PR #9923, opened 2021-03-24
http: fix a bug that would cause runtimeConfig to be cached

dnephin:
This bug would result in the UI not having the correct settings in Consul enterprise, which could produce many warnings in the logs.

This bug occurred because the index page, which includes a map of configuration was rendered when the HTTPHandler is first created. This PR changes the UIServer to instead render the index page when the page is requested.

The rendering does not appear to be all that expensive, so rendering it when requested should not cause much extra latency.

Also includes a bit of cleanup to remove some unnecessary args, and unnecessary function wrapping.

This bug only exists in 1.9.x, so I think we only need one backport.

### DIFF
--- a/agent/uiserver/uiserver.go
+++ b/agent/uiserver/uiserver.go
@@ -12,9 +12,10 @@ import (
 	"sync/atomic"
 	"text/template"
 
+	"github.com/hashicorp/go-hclog"
+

REQUIREMENT: An exact copy of the material above is needed.

SOLUTION TO THIS PROBLEM:
PR #9923, opened 2021-03-24
http: fix a bug that would cause runtimeConfig to be cached

dnephin:
This bug would result in the UI not having the correct settings in Consul enterprise, which could produce many warnings in the logs.

This bug occurred because the index page, which includes a map of configuration was rendered when the HTTPHandler is first created. This PR changes the UIServer to instead render the index page when the page is requested.

The rendering does not appear to be all that expensive, so rendering it when requested should not cause much extra latency.

Also includes a bit of cleanup to remove some unnecessary args, and unnecessary function wrapping.

This bug only exists in 1.9.x, so I think we only need one backport.

### DIFF
--- a/agent/uiserver/uiserver.go
+++ b/agent/uiserver/uiserver.go
@@ -12,9 +12,10 @@ import (
 	"sync/atomic"
 	"text/template"
 
+	"github.com/hashicorp/go-hclog"
+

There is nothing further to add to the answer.